▶ _Task brief_: Please reproduce the following records exactly, with nothing omitted.

Collected data
PR #531, opened 2020-10-05
Php update

cole-h:
Noticed that the Hydra jobset for ofborg was failing because `php72` is gone (https://hydra.nixos.org/jobset/ofborg/release#tabs-errors).

Did literally nothing to test aside from `nix-build -A ofborg.php`.

cc @andir -- should we pin php again? There is `php73` and `php74` to choose from, at the moment.

### DIFF
--- a/nix/nixpkgs.json
+++ b/nix/nixpkgs.json
@@ -1,9 +1,9 @@
 {
   "url": "https://github.com/nixos/nixpkgs-channels.git",
-  "rev": "0f5ce2fac0c726036ca69a5524c59a49e2973dd4",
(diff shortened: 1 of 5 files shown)


andir:
We probably do not have to pin it but should write a test for it. We should be able to test it without waiting for breakage in prod.

cole-h:
Isn't that what Hydra is doing for us? Or do you mean a functionality test, and not a "does it build" test?

andir:
Yeah, an actual functional test. I started writing on earlier today. Might
PR it tomorrow.

cole-h:
I believe this is superceded by https://github.com/NixOS/ofborg/pull/563.

PR #537, opened 2020-11-07
fix tests with nixUnstable

LnL7:


ofborg/src/maintainers.rs
```diff
@@ -136,13 +136,19 @@ mod tests {
     use std::process::Command;
     use std::process::Stdio;
 
+    #[cfg(target_os = "linux")]
+    static SYSTEM: &str = "x86_64-linux";
```
cole-h: Any reason to use `static` over `const`? The only difference I'm aware of is that `const` variables are replaced with their value, while `static`s are global variables (memory address). Not sure if the distinction matters.

ofborg/test-srcs/build/default.nix
```diff
@@ -1,27 +1,27 @@
 let
-  nix = import <nix/config.nix>;
-in {
+  builder = builtins.storePath <ofborg-test-bash>;
+in
+
+{
```
cole-h: IMO, this looks weird, considering `build-pr/default.nix` has `in {`.

Since you're already touching these files, maybe `nixpkgs-fmt` could be run for uniform formatting?

Would also address my nit below.

ofborg/test-srcs/build/default.nix
```diff
@@ -1,27 +1,27 @@
...
   success = derivation {
     name = "success";
     system = builtins.currentSystem;
-    builder = builtins.storePath nix.shell;
-    args = [
-      "-c"
-      "echo hi; echo ${toString builtins.currentTime} > $out" ];
+    inherit builder;
+    args = ["-c" "echo hi; echo ${toString builtins.currentTime} > $out" ];
```
cole-h: Nit (applies to all `args = [` in these files):

```suggestion
    args = [ "-c" "echo hi; echo ${toString builtins.currentTime} > $out" ];
```

or

```suggestion
    args = ["-c" "echo hi; echo ${toString builtins.currentTime} > $out"];
```

(matching spaces -- or lack thereof -- on both ends)

cole-h (commented):
"The tests that use nix don't work with nixUnstable" -> Which ones are these? Maybe they could be tagged with a `TODO` / `FIXME` to that effect.

ofborg/src/maintainers.rs
LnL7: Nope, I forgot both are a thing. 😄

ofborg/test-srcs/build/default.nix
LnL7: I'm not a big fan of nixpkgs-fmt especially since there isn't really a clear cut way to format things in certain cases. I particularly don't like some of the whitespace choices, but the expressions don't change that very often so I don't care that much.

LnL7:
@cole-h The 2 commits afterwards fix runnign the tests with nixUnstable. Everything succeeds locally again for me after this.

```
test result: ok. 83 passed; 0 failed; 0 ignored; 0 measured; 0 filtered out
```

ofborg/test-srcs/build/default.nix
cole-h: Fair. It doesn't have to be `nixpkgs-fmt`, as long as the formatting is (mostly) consistent :D 

(But I see you've already used it, so 🤷 )

cole-h:
Ah, got it. (As you can tell, I didn't actually test it myself hehe.)

cole-h (approved):
LGTM, and all tests pass now.

PR #538, opened 2020-11-08
config.public.json: add NickHu to trusted_users

NickHu:
On quite a few occasions, it would've been nice to be able to test my nix expressions on darwin, and I don't have access to any mac machine otherwise. In particular, right now it would be nice to test this https://github.com/NixOS/nixpkgs/pull/102763#issuecomment-723525952.


cole-h:

Cole

PR #541, opened 2020-11-25
Add lukegb to trusted users

lukegb:
It's perfectly safe, I assure you.

It's perfectly safe GIF from Alien Covenant


cole-h:
(Just FYI, this does nothing while our Darwin builder is down -- all it would do is add Darwin to the list of allowed builds.)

▶ _Answer_:
PR #531, opened 2020-10-05
Php update

cole-h:
Noticed that the Hydra jobset for ofborg was failing because `php72` is gone (https://hydra.nixos.org/jobset/ofborg/release#tabs-errors).

Did literally nothing to test aside from `nix-build -A ofborg.php`.

cc @andir -- should we pin php again? There is `php73` and `php74` to choose from, at the moment.

### DIFF
--- a/nix/nixpkgs.json
+++ b/nix/nixpkgs.json
@@ -1,9 +1,9 @@
 {
   "url": "https://github.com/nixos/nixpkgs-channels.git",
-  "rev": "0f5ce2fac0c726036ca69a5524c59a49e2973dd4",
(diff shortened: 1 of 5 files shown)


andir:
We probably do not have to pin it but should write a test for it. We should be able to test it without waiting for breakage in prod.

cole-h:
Isn't that what Hydra is doing for us? Or do you mean a functionality test, and not a "does it build" test?

andir:
Yeah, an actual functional test. I started writing on earlier today. Might
PR it tomorrow.

cole-h:
I believe this is superceded by https://github.com/NixOS/ofborg/pull/563.

PR #537, opened 2020-11-07
fix tests with nixUnstable

LnL7:


ofborg/src/maintainers.rs
```diff
@@ -136,13 +136,19 @@ mod tests {
     use std::process::Command;
     use std::process::Stdio;
 
+    #[cfg(target_os = "linux")]
+    static SYSTEM: &str = "x86_64-linux";
```
cole-h: Any reason to use `static` over `const`? The only difference I'm aware of is that `const` variables are replaced with their value, while `static`s are global variables (memory address). Not sure if the distinction matters.

ofborg/test-srcs/build/default.nix
```diff
@@ -1,27 +1,27 @@
 let
-  nix = import <nix/config.nix>;
-in {
+  builder = builtins.storePath <ofborg-test-bash>;
+in
+
+{
```
cole-h: IMO, this looks weird, considering `build-pr/default.nix` has `in {`.

Since you're already touching these files, maybe `nixpkgs-fmt` could be run for uniform formatting?

Would also address my nit below.

ofborg/test-srcs/build/default.nix
```diff
@@ -1,27 +1,27 @@
...
   success = derivation {
     name = "success";
     system = builtins.currentSystem;
-    builder = builtins.storePath nix.shell;
-    args = [
-      "-c"
-      "echo hi; echo ${toString builtins.currentTime} > $out" ];
+    inherit builder;
+    args = ["-c" "echo hi; echo ${toString builtins.currentTime} > $out" ];
```
cole-h: Nit (applies to all `args = [` in these files):

```suggestion
    args = [ "-c" "echo hi; echo ${toString builtins.currentTime} > $out" ];
```

or

```suggestion
    args = ["-c" "echo hi; echo ${toString builtins.currentTime} > $out"];
```

(matching spaces -- or lack thereof -- on both ends)

cole-h (commented):
"The tests that use nix don't work with nixUnstable" -> Which ones are these? Maybe they could be tagged with a `TODO` / `FIXME` to that effect.

ofborg/src/maintainers.rs
LnL7: Nope, I forgot both are a thing. 😄

ofborg/test-srcs/build/default.nix
LnL7: I'm not a big fan of nixpkgs-fmt especially since there isn't really a clear cut way to format things in certain cases. I particularly don't like some of the whitespace choices, but the expressions don't change that very often so I don't care that much.

LnL7:
@cole-h The 2 commits afterwards fix runnign the tests with nixUnstable. Everything succeeds locally again for me after this.

```
test result: ok. 83 passed; 0 failed; 0 ignored; 0 measured; 0 filtered out
```

ofborg/test-srcs/build/default.nix
cole-h: Fair. It doesn't have to be `nixpkgs-fmt`, as long as the formatting is (mostly) consistent :D 

(But I see you've already used it, so 🤷 )

cole-h:
Ah, got it. (As you can tell, I didn't actually test it myself hehe.)

cole-h (approved):
LGTM, and all tests pass now.

PR #538, opened 2020-11-08
config.public.json: add NickHu to trusted_users

NickHu:
On quite a few occasions, it would've been nice to be able to test my nix expressions on darwin, and I don't have access to any mac machine otherwise. In particular, right now it would be nice to test this https://github.com/NixOS/nixpkgs/pull/102763#issuecomment-723525952.


cole-h:

Cole

PR #541, opened 2020-11-25
Add lukegb to trusted users

lukegb:
It's perfectly safe, I assure you.

It's perfectly safe GIF from Alien Covenant


cole-h:
(Just FYI, this does nothing while our Darwin builder is down -- all it would do is add Darwin to the list of allowed builds.)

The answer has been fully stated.